XML allows the user to define their own tags, the equivalents of tags such as <p> and <span> in HTML and XHTML documents. XML itself does not do anything beyond encapsulate the data between the tags, but the tags can now have much more specific meanings than HTML generics like the aforementioned paragraph and span tags (W3C [1]). For example, you may write a webpage and list yourself as the author. Simply putting your name in a span tag in XHTML is fine if a human is reading your web page. However, if an automatic bibliography machine were to have your webpage passed to it, for instance, it would not be able to tell the difference between the span tag containing your name and any of the other span tags on the page. To fix this problem, you may use some sort of agreed upon "author" tag defined in an XML namespace that's linked to your document (Bray). The bibliography machine can then easily pick out the author's name from the rest of the text on the page. Whereas the span tag indicates only part of the structure of the document, the author tag gives machine-readable semantic meaning to the document's contents.
RDF goes a step beyond XML. Both the strength and drawback of XML is that it is based on data being classified in a strict hierarchy (Herman). For example, an author is kind of person. However, strict hierarchies sometimes break down when confronted with unusual situations. An organization could also be an author. If the previously mentioned hypothetical bibliography machine were to only look for author tags that were contained within person tags, it would miss those contained within organization tags. The two occurrences of the author tag are from two different Document Object Module trees. This is where RDF comes in. RDF is format that is actually used to denote things such as author, title, and modification date on web pages and is specifically designed to be read and understood by computers (W3C [2]). All RDF statements contain a subject, predicate, and object which are represented in tag from by a resource, property, and property value. Without going into how this would actually be represented in an RDF document, in the statement "http://webspace.utexas.edu/pcw288/www/semantic/ was authored by Conrad Williams", the resource would be the web page (all resources are URIs), the property would be author and the property value would be Conrad Williams. The overall point of RDF's loose, generalized structure is to allow data integration even then the data is stored under different schemas (Herman) while XML tends to be more application specific. All of the said, the most common way to represent RDF data is as an XML document under the XML/RDF syntax (W3C [2]). RDF can also be implemented through XHTML attributes. This is known as RDFa and is used in the Creative Commons License at the bottom of this page.

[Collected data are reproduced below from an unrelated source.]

PR #1907, opened 2023-01-17
Update ExpandRecurringBillingEventsAction to use the beam pipeline

jianglai:
Due to the way the beam pipeline is designed, it will expand an
recurring billing event when its event time is in scope for expansion,
instead of billing time. This means that the one time will be generated
45 days earlier. This would negate the need to check if the expansion is
finished when generating monthly invoices.

We will need to backfill the past 45 days of onetimes before the new
code is deployed. As an illustration, with the old code, a cursor time
of 2023-01-17 means that all auto-renewals whose billing time is before
2023-01-17 were created, which corresponds to an effective cursor time
of 2022-12-03 (45 days before 2023-01-17) for event time. This cursor
will need to be brought to 2023-01-17 to ensure that there is no gap in
generated event times when switching to use the new code.

TESTED=deployed to alpha and verified that the beam job is launched.

- - -
This change is [Reviewable](https://reviewable.io/reviews/google/nomulus/1907)

### DIFF
--- a/core/src/main/java/google/registry/batch/BatchModule.java
+++ b/core/src/main/java/google/registry/batch/BatchModule.java
@@ -105,10 +105,22 @@ public class BatchModule {
   }
 
   @Provides
-  @Parameter(ExpandRecurringBillingEventsAction.PARAM_CURSOR_TIME)
-  static Optional<DateTime> provideCursorTime(HttpServletRequest req) {
+  @Parameter(ExpandRecurringBillingEventsAction.PARAM_START_TIME)
+  static Optional<DateTime> provideStartTime(HttpServletRequest req) {
     return extractOptionalDatetimeParameter(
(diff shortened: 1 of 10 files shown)


jianglai (commented):
> Reviewed 10 of 11 files at r1, 1 of 1 files at r2, 2 of 2 files at r3, all commit messages.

RDF is a more powerful descriptive format than XML, but even it has its failings. An even more powerful descriptive format is Web Ontology Language (OWL, despite the fact the words aren't in that order). OWL is often implemented in the form of RDF/XML documents. OWL and its three sublanguages are even more machine-interpretable than RDF and allows for very fine-grained descriptions including relations between classes in the same level of a document and cardinality of content (McGuinness). Continuing with our example of an article in some publication, suppose that we want to define show that an article is coauthored. RDF may us to define two authors for the document, but not their relationship. OWL allows us to describe the relationship between the authors. Under OWL's syntax, if the relationship "coauthorWith" is given the property characteristic "SymmetricProperty" then the relationship can be inferred by whatever program that is interpreting the data to work both way (i.e. if "x" is coauthor with "y", "y" is coauthor with "x"). OWL also allows for equivalent classes to explicitly noted, such as "writer" and "author", something that RDF is incapable of.

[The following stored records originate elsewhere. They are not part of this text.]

PR #1910, opened 2023-01-18
Remove app engine deps from Lock

ptkach:
Flyway change - https://github.com/google/nomulus/pull/1911

The reasoning behind RequestStatusChecker removal is in it's heavy dependency on AppEngine RequestLogs to verify request `isFinish` indicator. Unfortunately with our GKE migration RequestLogs won't be available anyway. I've not discovered an alternative to track request abrupt exit that would work on GAE and GKE and after a consultation with @jianglai  it was agreed that we can just remove this request indicator and let the lock expire. 

Tested on alpha all actions which invoke [executeWithLocks](https://cs.opensource.google/nomulus/nomulus/+/master:core/src/main/java/google/registry/request/lock/LockHandlerImpl.java;l=71;drc=0d3c0f7b76937a7083be94e9449c93947c1673f7;bpv=1;bpt=1) - `/_dr/task/icannReportingUpload`, `/_dr/task/syncRegistrarsSheet`, `/_dr/task/publishDnsUpdates`, `/_dr/task/deleteExpiredDomains`, `/_dr/task/rdeUpload` - no errors related to my change

This change is [Reviewable](https://reviewable.io/reviews/google/nomulus/1910)


ptkach (commented):
done

> *[Reviewable](https://reviewable.io/reviews/google/nomulus/1910#-:-NMAuZ7RDkjp3awZs4l8:bb7f2mf)* status: 7 of 10 files reviewed, 1 unresolved discussion (waiting on @jianglai and @weiminyu)

___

With potentially vast amounts of data distributed across many servers, it seems logical to devise a way to query all of the information about a specific topic at the same time. SPARQL Protocol and RDF Query Language (SPARQL, a recursive acronym) is a Structured Query Language-like (SQL-like) format for querying data stored in or viewed in RDF format (Prud'hommeaux). This allows for "federated search", the querying of multiple searchable resources. For example, a microformat called Friend of a Friend (FOAF, discussed in detail later), could be used by websites all over the world to list names and email addresses of anyone associated. SPARQL could then be used to retrieve this data in the form of a simple query statement like one that would be used with a traditional database.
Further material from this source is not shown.